## Activity
Which lines below hold the word "However"? Report each one.

====

PR #10557, opened 2020-04-09
Make sure extension window closes with Dynamo

mmisol:
### Purpose

View extensions that add a Window to the extension bar, run the risk of
leaving a window open when Dynamo closes, resulting in a zombie process
. The extension could avoid the problem in either of these two ways:

1. Setting the Owner property of the Window they create to the one
obtained from ViewLoadedParam.DynamoWindow.

2. Calling the Close method on the Window they created when the
Shutdown life-time method is called on the extension.

However, Dynamo should not rely on view extensions doing this. In order
to be able to still close no matter what, we assign the Owner property
explicitly in DynamoView.AddExtensionTabItem.

### Declarations

### Reviewers

@QilongTang 

### FYIs

@mjkkirschner

### DIFF
--- a/src/DynamoCoreWpf/Views/Core/DynamoView.xaml.cs
+++ b/src/DynamoCoreWpf/Views/Core/DynamoView.xaml.cs
@@ -230,6 +230,12 @@ namespace Dynamo.Controls
                 else
                 {
                     tab.Content = contentControl.Content;
+                    var extensionWindow = contentControl as Window;
+                    if (extensionWindow != null)
+                    {
+                        // Make sure the extension window closes with Dynamo
+                        extensionWindow.Owner = this;
+                    }
                 }
 
                 //Insert the tab at the end
--- a/test/DynamoCoreWpfTests/ViewExtensions/ViewExtensionTests.cs
+++ b/test/DynamoCoreWpfTests/ViewExtensions/ViewExtensionTests.cs
@@ -113,7 +113,6 @@ namespace DynamoCoreWpfTests
             };
             if (SetOwner)
             {
-                // Set the owner of the window to tuIDhe Dynamo window.
                 window.Owner = p.DynamoWindow;
             }
 
@@ -162,7 +161,6 @@ namespace DynamoCoreWpfTests
 
             var window = new Window
             {
-                // Set the owner of the window to tuIDhe Dynamo window.
                 Owner = p.DynamoWindow
             };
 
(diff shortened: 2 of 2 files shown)


test/DynamoCoreWpfTests/ViewExtensions/ViewExtensionTests.cs
```diff
@@ -87,11 +106,16 @@ public void Loaded(ViewLoadedParams p)
...
+            var window = new Window();
+            window.Closed += (sender, args) =>
             {
-                // Set the owner of the window to tuIDhe Dynamo window.
-                Owner = p.DynamoWindow
+                WindowClosed = true;
             };
+            if (SetOwner)
+            {
+                // Set the owner of the window to tuIDhe Dynamo window.
```
QilongTang, line 116: Would you fix the word `tuIDhe`, I think you mean `the`?

src/DynamoCoreWpf/Views/Core/DynamoView.xaml.cs
```diff
@@ -230,6 +230,12 @@ internal TabItem AddExtensionTabItem(IViewExtension viewExtension, ContentContro
                 else
                 {
                     tab.Content = contentControl.Content;
+                    var extensionWindow = contentControl as Window;
+                    if (extensionWindow != null)
+                    {
+                        // Make sure the extension window closes with Dynamo
+                        extensionWindow.Owner = this;
```
QilongTang, line 237: Interesting.. I start to think this maybe why the fix did not work for me because when I tried it, I was calling close() specifically for Tuneup while your code should work for both TuneUp and NodePropertyPalette.

QilongTang: However, giving this more thoughts. I think this approach is excellent that Dynamo should handle it properly. We may still want to release a version of Tuneup which contain a close() call so that current users who are using Tuneup can be saved.

mmisol: Yes, that's why I opened https://github.com/DynamoDS/TuneUp/pull/33. We should publish a new version after we merge that one.

test/DynamoCoreWpfTests/ViewExtensions/ViewExtensionTests.cs
mmisol: That's not mine, so I'll probably remove it :)

src/DynamoCoreWpf/Views/Core/DynamoView.xaml.cs
QilongTang: @mmisol Gotcha

QilongTang:
LGTM. Let's fix the comments and merge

====

## Reply
However, Dynamo should not rely on view extensions doing this. In order
QilongTang: However, giving this more thoughts. I think this approach is excellent that Dynamo should handle it properly. We may still want to release a version of Tuneup which contain a close() call so that current users who are using Tuneup can be saved.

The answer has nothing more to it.